** The task **
For the records that follow, please set down exactly the lines between the one holding "-266,6 +266,8 @@" and the one holding "thread (matching the", inclusive, and only those.
━━ Given entries
PR #7834, opened 2026-09-10
fix(supply): reserve a SupplyTicket for an already-resolved promise too

### LINKED ISSUE #7831: t/supply-serialize-fifo.t test 3 fails ~17% of runs on main: an already-kept promise skips the SupplyTicket sequencer
## Summary

`t/supply-serialize-fifo.t` — the pin added by 9d59f4c for #7811 — **fails about 1 run in 6 on `main`, on an idle machine**. Since the `t/` TAP suite is fatal in CI, this intermittently reddens every PR.

The #7811 fix orders supply-block reactions by reserving a `SupplyTicket` on the resolving thread. But it only does so on the path where the promise is still `Planned`. A promise that is **already resolved** when the nested `whenever` registers bypasses the sequencer completely — which is exactly the case the file's own test 3 was written to cover.

## Root cause

`SharedPromise::on_resolve_in_supply_group` (`src/value/value_async.rs:291`):

```rust
if state.status == "Planned" {
    state.waiters.push((waiter, group));   // group kept -> dispatch_waiters reserves a SupplyTicket
    false
} else {
    // ... already Kept/Broken ...
    drop(state);
    waiter(status, result, output, stderr);  // <-- runs NOW, on this thread, with no ticket
    true
}
```

The `group` argument is simply dropped in the `else` branch. Only `dispatch_waiters` reserves tickets, and it is never reached for an already-resolved promise. So such a reaction never enters the sequencer and races against the ticketed ones.

## Repro

`t/supply-serialize-fifo.t` test 3 is already the minimal case — it alternates the two paths deliberately:

```raku
whenever $src -> $v {
    my $p = Promise.new;
    $p.keep if $v %% 2;        # even: resolved BEFORE the whenever registers -> no ticket
    whenever $p { emit $v }
    $p.keep unless $v %% 2;    # odd: resolved AFTER  -> ticketed
}
```

## Measured on `main` (release build, idle machine, 2026-09-10)

```
30 runs: pass=25 fail=5   (~17%)
```

Always test 3, always the same shape — every even value ahead of every odd one, i.e. the two paths cleanly separated rather than interleaved:

```
not ok 3 - already-kept and later-kept promises interleave in value order
# expected: '1 2 3 4 5 6'
#      got: '2 4 6 1 3 5'
```

Tests 1 and 2 (all promises kept after registration, so all ticketed) pass consistently — consistent with only the un-ticketed path being broken.

Reproduced on a branch whose `src/` is byte-identical to `main` (`git diff origin/main -- src/` empty), so this is not a merge artifact.

## Suggested fix

Reserve a ticket in the already-resolved branch too, so both paths enter the group through the same sequencer, rather than one running inline ahead of the queue. Worth checking whether running it inline on the registering thread is safe at all here: doing that for the *pending* path is what deadlocked `Cro::HTTP`'s middleware pipeline when I tried it (its resolver must make progress for the body's own await to finish), so the inline branch may want to hand off to a pooled worker like `dispatch_waiters` does rather than execute user code on the caller's thread.

Not quarantining it in `flaky-tests.txt`: this is a wrong answer, not a non-deterministic-by-design assertion, and the policy is explicit that wrong answers are never quarantined.

cc the #7811 work — this is the remaining half of that fix, not a regression from it.

tokuhirom:
## Problem

`t/supply-serialize-fifo.t` test 3 — the pin added for #7811 — fails about one run in six on `main`. Measured here on an idle release build: **11 of 30 runs failed**. Since the `t/` TAP suite is fatal in CI, this reddens unrelated PRs at random.

It is a wrong answer, not a non-deterministic-by-design assertion, and not a regression from #7811 — it is the half of that fix that was never written.

```
not ok 3 - already-kept and later-kept promises interleave in value order
# expected: '1 2 3 4 5 6'
#      got: '2 4 6 1 3 5'
```

## Root cause

#7811 orders a supply block's reactions by having the thread that *resolves* a promise reserve the reaction's place in the block's sequencer (a `SupplyTicket`) before the pooled worker that will run it has been woken.

But `SharedPromise::on_resolve_in_supply_group` only did that on the path where the promise is still `Planned`. The ticket is taken in `dispatch_waiters`, and a promise that is **already** resolved when the nested `whenever` registers never reaches `dispatch_waiters` — its `group` argument was simply dropped, and the reaction ran inline on the registering thread, ahead of every reaction already ticketed and waiting for a worker.

So the two paths were ordered against each other by luck. That is exactly what the test alternates between (even values keep the promise *before* the nested `whenever` sees it, odd values *after*), which is why the wrong answer came out cleanly separated rather than interleaved.

## Fix

The already-resolved branch now reserves its ticket too, on the registering thread — the ordering point, since that thread is running the enclosing supply block's reactions in order — and hands the body to a pooled worker exactly as `dispatch_waiters` does. Both paths enter the block through the one sequencer, in the order the reactions were created.

Redeeming the ticket *inline*, keeping the body on the caller's thread, is not an option: that thread is typically running the enclosing supply block's own reaction and so already holds the group lock, so parking it behind an earlier ticket — whose worker is itself blocked on that lock — would deadlock. This mirrors the reason the *pending* path hands off to a worker rather than running user code on the resolver, which is what deadlocked `Cro::HTTP`'s middleware pipeline when it was tried there.

Contract change: `on_resolve_in_supply_group` now returns `false` for an already-resolved promise when a group is given, because the reaction genuinely has not run yet. Plain `on_resolve` (no group) keeps its synchronous fast path and its `true`. No caller reads the return value.

## Verification

- Before: 11 / 30 runs failed (release, idle machine). After: **0 / 40**.
- `t/supply-serialize-fifo.t` grows a fourth test that keeps *every* promise before its nested `whenever` registers, so the already-resolved path is exercised on its own rather than only in alternation with the ticketed one. `raku` agrees with all four tests.
- `cargo fmt --all`, `make lint` (all four configurations), `make test` (3949 files, 41979 tests, PASS).
- `make roast`: the only failures are the three documented container-only ones — `roast/6.c/S32-io/file-tests.t` and `roast/S16-filehandles/filetest.t` (this container runs as `uid 0`, which bypasses the permission bits they assert on) and `roast/S32-io/IO-Socket-Async.t` (sandboxed network), matching the shapes and test numbers listed in `docs/agent-environments.md` exactly.

Closes #7831.

---

### DIFF
--- a/news/2026-09/already-resolved-promise-supply-ticket.md
+++ b/news/2026-09/already-resolved-promise-supply-ticket.md
@@ -1,0 +1,53 @@
+# An already-resolved promise now takes a SupplyTicket too
+
+`t/supply-serialize-fifo.t` test 3 — the pin added for #7811 — failed about one
+run in six on `main` (11 of 30 on an idle release build here), which made the
+fatal `t/` suite redden PRs at random. The failure was always the same shape:
+
+```
+# expected: '1 2 3 4 5 6'
+#      got: '2 4 6 1 3 5'
+```
+
+Not noise, and not a regression from #7811: it is the half of that fix that was
+never written.
+
+#7811 orders the reactions of a supply block by having the thread that resolves
+a promise reserve the reaction's place in the block's sequencer (a
+`SupplyTicket`) before the pooled worker that will run it has even been woken.
+But `SharedPromise::on_resolve_in_supply_group` only did that on the path where
+the promise was still `Planned`: the ticket is taken in `dispatch_waiters`, and
+a promise that is **already** resolved when the nested `whenever` registers
+never reaches `dispatch_waiters`. Its `group` argument was simply dropped, and
+the reaction ran inline on the registering thread — ahead of every reaction
+already ticketed and queued for a worker. The two paths were therefore ordered
+against each other by luck, which is exactly what the test alternates between
+(even values keep the promise before the nested `whenever` sees it, odd values
+after), and why the wrong answer came out cleanly separated rather than
+interleaved.
+
+The already-resolved branch now reserves its ticket too, on the registering
+thread — the ordering point, since that thread is running the enclosing supply
+block's reactions in order — and hands the body to a pooled worker exactly as
+`dispatch_waiters` does. Both paths enter the block through the one sequencer,
+in the order the reactions were created.
+
+Redeeming the ticket inline instead, and keeping the body on the caller's
+thread, is not an option: that thread is typically running the enclosing supply
+block's own reaction and so already holds the group lock, so parking it behind
+an earlier ticket — whose worker is itself blocked on that lock — deadlocks.
+This mirrors the reason the *pending* path hands off to a worker rather than
+running user code on the resolver, which is what deadlocked `Cro::HTTP`'s
+middleware pipeline when it was tried there.
+
+Consequence for the API contract: `on_resolve_in_supply_group` now returns
+`false` for an already-resolved promise when a group is given, because the
+reaction genuinely has not run yet. Plain `on_resolve` (no group) keeps its
+synchronous fast path and its `true`.
+
+40 consecutive runs of the file are green after the fix. `t/supply-serialize-fifo.t`
+grows a fourth test that keeps *every* promise before its nested `whenever`
+registers, so the already-resolved path is exercised on its own rather than only
+in alternation with the ticketed one.
+
+Closes #7831.
--- a/src/runtime/react_whenever.rs
+++ b/src/runtime/react_whenever.rs
@@ -530,7 +530,10 @@ impl Interpreter {
             // what keeps N nested `whenever <Promise>` bodies -- one created
             // per value by an outer `whenever`, each on its own promise -- in
             // the order their promises were kept, instead of in whichever
-            // order N pooled workers happened to wake up in (#7811).
+            // order N pooled workers happened to wake up in (#7811). A promise
+            // already kept by the time this runs reserves its place right
+            // here, on this thread, so it queues behind the bodies created
+            // before it instead of running inline ahead of them (#7831).
             shared.on_resolve_in_supply_group(
                 Box::new(move |status, result, _output, _stderr| {
                     if status == "Kept" {
--- a/src/runtime/supply_promise.rs
+++ b/src/runtime/supply_promise.rs
@@ -283,9 +283,11 @@ impl Interpreter {
     /// and the tap's `quit` handler see it.
     ///
     /// Callers must run this only after registering the taps for the rewritten
-    /// markers. The waiter runs on whichever thread resolves the promise (or
-    /// synchronously here when it already has), so it drives a thread clone of
-    /// this interpreter — the same pair `promise_chain_method` uses for `.then`.
+    /// markers. The waiter runs on a pooled worker — woken by whichever thread
+    /// resolves the promise, or, when it is already resolved, reserving its
+    /// place in the group here and running just as asynchronously (#7831) — so
+    /// it drives a thread clone of this interpreter, the same pair
+    /// `promise_chain_method` uses for `.then`.
     pub(crate) fn arm_pending_promise_whenevers(&mut self) {
         for (promise, supplier) in std::mem::take(&mut self.pending_promise_whenever_arms) {
             // The stand-in's serialize group was recorded when the rewritten
@@ -293,7 +295,10 @@ impl Interpreter {
             // Handing it to `on_resolve` makes the resolving thread reserve
             // this reaction's place in the supply block before the pooled
             // worker that runs it is even woken, so N promises resolved in a
-            // row reach the block in resolution order (#7811).
+            // row reach the block in resolution order (#7811). An already
+            // resolved promise reserves its place here instead, so it queues
+            // behind the reactions created before it rather than running
+            // inline ahead of them (#7831).
             let group = match supplier.view() {
                 ValueView::Instance { attributes, .. } => {
                     supplier_id_from_attrs(&attributes.as_map())
--- a/src/value/value_async.rs
+++ b/src/value/value_async.rs
@@ -266,6 +266,8 @@ impl SharedPromise {
     /// already resolved, the callback runs synchronously on the caller's
     /// thread (matching the existing `.then`/`.andthen`/`.orelse` fast path
     /// for an already-kept/broken promise) and this returns `true`.
+    /// (A supply-block reaction is the exception — see
+    /// [`Self::on_resolve_in_supply_group`].)
     /// Otherwise the callback is queued and this returns `false`: some
     /// future `keep`/`try_keep`/`break_with`/`try_break` call will run every
     /// queued waiter, **in registration order**, on a single dedicated
@@ -287,6 +289,19 @@ impl SharedPromise {
     /// the supply block in that order, instead of in whichever order their two
     /// workers happened to wake up in. See [`SupplyTicket`].
     ///
+    /// An **already-resolved** promise takes its ticket here instead, on the
+    /// registering thread, and its reaction is handed to a pooled worker just
+    /// like a queued one. Both paths therefore enter the block through the one
+    /// sequencer, in the order the reactions were created. Running the reaction
+    /// inline, as [`Self::on_resolve`] does for a plain waiter, would let it
+    /// jump ahead of every reaction already ticketed and waiting for a worker
+    /// (#7831); redeeming the ticket inline instead is not an option either,
+    /// because this thread is typically running the enclosing supply block's
+    /// own reaction and so already holds the group lock, so parking it behind
+    /// an earlier ticket — whose worker is itself blocked on that lock — would
+    /// deadlock. So this returns `false` (the reaction has not run yet) even
+    /// when the promise was already resolved.
+    ///
     /// [`SupplyTicket`]: crate::runtime::native_methods::SupplyTicket
     pub(crate) fn on_resolve_in_supply_group(
         &self,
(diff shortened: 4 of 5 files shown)


tokuhirom:
## CI: the `test` job is red, and the failure is inherited from `main`

The failing check is **`test`**, at its bundled-library gate (`scripts/battery-testsuite.sh`), not at the TAP suite or roast:

```
```

**This is not this PR's failure.** Three independent pieces of evidence:

1. **Red on the base branch, identically.** `main` at `a3fb606` — the commit this PR's merge ref is built on — [fails the same `test` job](https://github.com/tokuhirom/mutsu/actions/runs/34429929944) with the *same three files* and the same `287/311` summary. A PR's checks run the merge ref, so this PR inherits it.
2. **Green at this branch's actual parent.** This branch is off `597d8ee`, whose own `main` run had `test` **passing** (its only red job was `jit-stress`). So the battery breakage entered `main` after `597d8ee` — i.e. in `dbcd043` (#7830, vendored `Test` as the default provider), `abcad7f` (#7808), or `a3fb606` — none of which this branch contains.
3. **All three pass locally on this branch.** `MUTSU_BIN=target/release/mutsu scripts/battery-testsuite.sh` here gives `PASS` for `DateTime::Parse 01-basic.t`, `Encode 01-basic.t` and `Log::Async 08-use.rakutest`. (The only local regressions are the six `DBIish` mysql files, which need a MySQL server this container has not got.)

The diff here touches one function, `SharedPromise::on_resolve_in_supply_group`, and `Encode`/`DateTime::Parse` do not use supplies or promises at all — so no path from this change reaches two of the three.

**No fix exists yet to port into this PR**, so there is nothing for me to carry over; widening this PR to chase a `main` breakage it did not cause would be the wrong move. I am not re-running the job either: the failure is deterministic on `main`, not a flake, so a re-run would return the same red.

Next step is on the `main` side. I am root-causing the battery breakage now and will file it as its own issue; once `main` is green again I will update this branch so CI re-runs against the fixed base. Watch stays on until this PR is merged.

---

tokuhirom:
## Root-caused: filed as #7836

The `main` breakage this PR inherits is now root-caused, with a minimal repro, and filed as **#7836**.

All three battery regressions are **one bug**: a package-qualified name fails to resolve inside a string `EVAL`'d from a *different* compunit than the one that `use`d the package. `Test`'s `throws-like` / `use-ok` EVAL their code-string from inside `Test.rakumod`, which never `use`d the module under test.

- `DateTime::Parse` → `Could not find symbol 'DateTime::Parse'`
- `Encode` → `Could not find symbol 'Encode::decode'`
- `Log::Async` → `Could not find symbol 'Terminal::ANSI::OO'`

The `MUTSU_REAL_TEST` toggle isolates it on one binary: the vendored `Test` (the default since #7830) fails, the native TAP provider passes. So #7830 exposed it and #7808's compunit gating is the mechanism. And within `throws-like`'s EVAL, the *imported* name resolves while the *package-qualified* one does not — same sub, same scope — which is the bug in one pair of assertions.

None of that is reachable from this diff, which touches `SharedPromise::on_resolve_in_supply_group` only.

I am **not** widening this PR to fix #7836. Once it lands and `main` is green, I will update this branch so CI re-runs against the fixed base. Watch stays on until then.

---

tokuhirom:
## The blocker is fixed: #7843

All three facets of #7836 are now fixed and **the bundled-library gate is green again** (`285/311`, all three regressions gone). #7843 is up with auto-merge on.

Facet 3 — the one I had left root-caused but unfixed — turned out to be the same idea as the other two. A routine records its declaring file as it is *created*, via `executing_source_file()`, which walks the routine stack for the innermost frame's `def_file`. A module's mainline runs through `run_block` and pushes **no routine frame**, so that walk goes straight past it to whatever routine is still on the stack underneath — a different compunit entirely when the load came from `EVAL "use $module"` inside another module's routine. `declaring_source_file()` applies the same module-load correction `executing_unit_sym_for_module_load()` already uses.

**#7843 carries this PR's commit.** Without the #7831 fix, `t/supply-serialize-fifo.t` test 3 fails 17–37% of runs and the `t/` suite is fatal in CI, so an unrelated red would have been a coin flip on every push there — and waiting for this PR to merge first was not an option while this PR was itself blocked by the gate. It no-ops the moment `main` carries it.

So whichever lands first is fine:

- **#7843 first** → this PR becomes already-merged content; I will close it pointing there, with the #7831 fix landed either way.
- **This PR first** → #7843's merge commit absorbs it with no conflict.

Either way #7831 is fixed on `main`. Watch stays on here until this is merged or closed.

---

tokuhirom:
## Rebased onto the fixed `main`; the blocker is gone

`main` went green while this was blocked: #7842 (`282bd7c`) + `d50f510` fixed the compunit-attribution bug (#7837) that had the bundled-library gate red, and #7844 (`1aab678`) installs `libmysqlclient` from the SessionStart hook.

That was the same bug I had filed as #7836 and fixed on a branch of my own. Since `main` now carries all three of those fixes, I closed **#7843** as redundant rather than reworking six files of conflicts, and **#7836** as a duplicate of #7837.

This PR is back to standing alone: rebased onto `484788a`, force-pushed as `3156261`, one commit, no conflicts. Re-verified on the new base:

- `t/supply-serialize-fifo.t`: **0 failures in 20 runs** (was 11/30 before the fix)
- `make test` — 3951 files, 41999 tests, **PASS**
- `make lint` (all four configurations), `cargo fmt --check` — clean
- `make roast` — clean but for the three documented container-only files
- `scripts/battery-testsuite.sh` — `286/311`, no regressions beyond the six `DBIish` mysql files this container still cannot run (its `libmysqlclient` predates the hook fix)

Auto-merge is on. Watch stays until merged.

---

tokuhirom:
## Rebased again for the `t/` migration; `check-t-layout` is blocked on #7845

`main` moved twice more while this was verifying. Rebased onto `f02f800f` as `b852d2dd` — no conflicts; git followed both renames, so the test edit landed on its new path `t/concurrency/supply/supply-serialize-fifo.t` and the source hunk followed `subtest.rs` → `react_whenever.rs`.

Re-verified on that tree:

- `t/concurrency/supply/supply-serialize-fifo.t`: **0 failures in 20 runs**
- Whole TAP suite via `prove -r`: **3952 files, 42022 tests, PASS**
- Release build clean
- The previous head (`3156261`) had already gone **green on all 7 CI jobs**, `gc-stress` and `jit-stress` included, and the commit's content is unchanged across these rebases

### One inherited red, not this PR's

`make check-t-layout` — a `make test` prerequisite **and** a CI step (`ci.yml:228`) — currently fails on `main` itself:

```
t/any-cool-method-not-found.t sits at t/ top level; every test belongs in a category directory
```

That file came from #7840, which was in flight while #7833 moved `t/` into categories; the two merged minutes apart. It is not in this PR's diff (`git diff --name-only origin/main...HEAD` does not list it).

**#7845 already fixes it** with the one `git mv`, so there is nothing for me to port here — widening this PR with someone else's file move would be the wrong call. This PR's `check-t-layout` goes green as soon as #7845 lands.

Auto-merge stays on; watch continues.

---

tokuhirom:
## CI: red at `t/ layout is valid`, and it is `main`'s, not this PR's — fix up as #7846

The `test` job failed at **step 15, `t/ layout is valid`**. Every step before it passed, **`prove t/` included**, so this PR's own change is fine; the job dies there and skips roast and the bundled-library gate entirely.

```
t/any-cool-method-not-found.t sits at t/ top level; every test belongs in a category directory
```

That file is not in this PR's diff — it is on `main`, added by `a8fa6878`. Two PRs crossed, and neither was wrong about its own diff: `a8fa6878` added the file at top level while `scripts/check-t-layout.sh` still had `MIGRATED=0` (so the rule was off), and #7833 then landed the migration and flipped `MIGRATED=1`. Neither PR's own CI run could see the combination. Reproduced locally on `origin/main` alone.

No fix existed to port — the only other open PR is #7835, unrelated — so I opened one: **#7846**, a pure `git mv` into `t/oo/method/`, the category `scripts/migrate-t-layout.py` names for it. `make check-t-layout` passes again (`3952 tests, all in category directories`, both checkers agreeing) and the test still passes 26/26. That unblocks every open PR, not just this one.

For the record, this PR is otherwise in good shape: the previous run on `3156261` was **green on all 7 jobs**, `gc-stress` and `jit-stress` included, and the current head `b852d2dd` is the same change rebased onto `f02f800f` (the rebase correctly followed `main`'s renames — the pinned test is now `t/concurrency/supply/supply-serialize-fifo.t`, and `src/runtime/subtest.rs` → `src/runtime/react_whenever.rs`). Locally after that rebase: 20/20 clean on the pinned test.

Not re-running the failed job: it is deterministic on the merge ref until #7846 lands, so a re-run returns the same red. Once #7846 merges I will refresh this branch so CI re-runs against a green base.

---

tokuhirom:
## Rebased onto a green `main`; the layout blocker is gone

#7845 landed the `t/` layout fix on `main` (`df5c51c0`) — `t/any-cool-method-not-found.t` is now at `t/oo/method/`, the same destination my #7846 had picked, so I closed that one as redundant rather than landing a no-op rename.

This branch is rebased onto `df5c51c0` and force-pushed as `73332efb`. Re-verified there:

- `make check-t-layout` — OK, both checkers (`3952 tests, all in category directories`)
- `prove -r t/` on the release binary — **3952 files, 42022 tests, PASS**
- the pinned `t/concurrency/supply/supply-serialize-fifo.t` — **0 failures in 20 runs**
- `cargo fmt --all --check` — clean

The rebase again followed `main`'s renames correctly: the pin lives at `t/concurrency/supply/supply-serialize-fifo.t` and `src/runtime/subtest.rs` is now `src/runtime/react_whenever.rs`.

For the record on the earlier red: it was step 15 `t/ layout is valid`, never this PR's change — every step before it passed, `prove t/` included. Rather than wait for the fix to land I should have ported it here immediately; that was the wrong call and cost a cycle. Moot now that `main` carries it.

Auto-merge is on; watch stays until merged.

---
━━━━
** Result below **
@@ -266,6 +266,8 @@ impl SharedPromise {
     /// already resolved, the callback runs synchronously on the caller's
     /// thread (matching the existing `.then`/`.andthen`/`.orelse` fast path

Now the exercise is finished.